Blocking ratio is $y=\frac{m+\frac{b}{t}\×\frac{a}{\frac{k}{\cos \mathrm{\α}}(1-x)}\×n}{\frac{b}{t}\×\frac{a}{\frac{k}{\cos \mathrm{\α}}(1-x)}\×Q_{\max }\×{\mathrm{\η}}_{\mathrm{\α}}};$

Blocking ratio is $y=\frac{m+\frac{b}{t}\×\frac{a}{\frac{k}{\cos \mathrm{\α}}(1-x)}\×n}{\frac{b}{t}\×\frac{a}{\frac{k}{\cos \mathrm{\α}}(1-x)}\×Q_{\max }\×(1.0825-0.825x\×s)\×{\mathrm{\η}}_{\mathrm{\α}}};$

Blocking ratio is $y=\frac{m+\frac{b}{t}\×\frac{a}{\frac{k}{\cos \mathrm{\α}}(1-x)}\×n}{\frac{b}{t}\×\frac{a}{\frac{k}{\cos \mathrm{\α}}(1-x)}\×Q_{\max }\×0.64\×{\mathrm{\η}}_{\mathrm{\α}}};$

Blocking ratio is

$y=\frac{m+\frac{b}{t}\×\frac{a}{\frac{k}{\cos \mathrm{\α}}(1-x)}\×n}{\frac{b}{t}\×\frac{a}{\frac{k}{\cos \mathrm{\α}}(1-x)}\×Q_{\max }\×0.64\×[0.7175-0.775\×(x-\frac{1}{3})\×s]\×{\mathrm{\η}}_{\mathrm{\α}}};$

Blocking ratio is $y=\frac{m+\frac{b}{t}\×\frac{a}{\frac{k}{\cos \mathrm{\α}}(1-x)}\×n}{\frac{b}{t}\×\frac{a}{\frac{k}{\cos \mathrm{\α}}(1-x)}\×Q_{\max }\×0.33\×{\mathrm{\η}}_{\mathrm{\α}}};$

Blocking ratio is

$y=\frac{m+\frac{b}{t}\×\frac{a}{\frac{k}{\cos \mathrm{\α}}(1-x)}\×n}{\frac{b}{t}\×\frac{a}{\frac{k}{\cos \mathrm{\α}}(1-x)}\×Q_{\max }\×0.33[0.4125-0.825\×(x-\frac{2}{3})\×s]\×{\mathrm{\η}}_{\mathrm{\α}}};$

Block ratio now do not generate electricity, do not do to consider;

Wherein, parameter meaning is as follows: the rent on roof is m, and roof is long is a, and wide is b; Single photovoltaic panel area is long is k, and wide is t; Single photovoltaic module cost is n, single photovoltaic module be in optimum angle of incidence and shadow-free blocks time annual generated energy be Q _max; The inclination angle of photovoltaic arrays is α, and the block ratio of front-seat photovoltaic module to rear row's photovoltaic module is x; Photovoltaic module battery row is s; The cost of every kilowatt hour generated energy is y; η _αfor the generated energy Q under unobstructed different angle and the generated energy Q under unobstructed optimum angle of incidence _maxbetween ratio;

The by-pass diode of each described photovoltaic module is provided with 3; The described roof side of being flat-top; In described assembly, every block battery is all be in perfect condition.

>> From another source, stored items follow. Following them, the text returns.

PR #778, opened 2022-04-25
Adds libE_specs option for multiprocessing start method

jlnav:
Set ``libE_specs['mp_start_method']`` to  ``'spawn'``, ``'fork'``,  or ``'forkserver'`` in a calling script.

If this option isn't provided, we still override the start option on macOS to ``'fork'``. Otherwise we leave the default.


shuds13 (approved):

jmlarson1:
If possible, let's try to cover `set_mp_method`

PR #782, opened 2022-04-26
Black/string normalization

jmlarson1:


jmlarson1:
@jlnav The most useful reason to do this (in my mind) is making it easier to `grep` through files. Given the extensive list in `force-exclude` section of `.black`, this PR doesn't help much.

What do you think about closing this until we reduce the `force-exclude` list further?

jlnav:
>  What do you think about closing this until we reduce the force-exclude list further?

I'm fine with that. It can be one of the last changes we make

PR #787, opened 2022-04-27
Black examples

jmlarson1:
@jlnav Do you like the black formatting of the jupyter notebooks as well?


jlnav (approved):
I'm actually very impressed it could format jupyter notebooks!

PR #794, opened 2022-04-27
Add non-blocking receive option

shuds13:


libensemble/gen_funcs/persistent_uniform_sampling.py
```diff
@@ -115,3 +115,41 @@ def persistent_request_shutdown(H, persis_info, gen_specs, libE_info):
...
+        received = False
+        spin_count = 0
+        while (not received):
+            tag, Work, calc_in = ps.recv(blocking=False)
+            if tag is not None:
+                received = True
+            else:
+                spin_count += 1
+
+        assert spin_count > 0, 'Expected spin_count > 0 in non-blocking loop'
```
jmlarson1, line 150: @shuds13 Why would this have to be zero? What if the first (non-blocking) receive returns Work?

jlnav (approved):

libensemble/gen_funcs/persistent_uniform_sampling.py
jmlarson1: I guess that we've seen some weird timing stuff (mostly on GitHub). It would seem possible that `ps.recv` could be "slow" sometime and the sim_f could be fast, no?

PR #798, opened 2022-04-28
replace 0.8.0+dev mentions with new version

jlnav:


shuds13:
We did not do it yet - make sure we get the one starting "Users interested in updating "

2. the optimum angle of incidence computing method of a kind of roof according to claim 1 distributed photovoltaic system, is characterized in that: the optimum angle of incidence of described single photovoltaic module, adopt " solar radiation calculation procedure " to calculate optimum angle of incidence.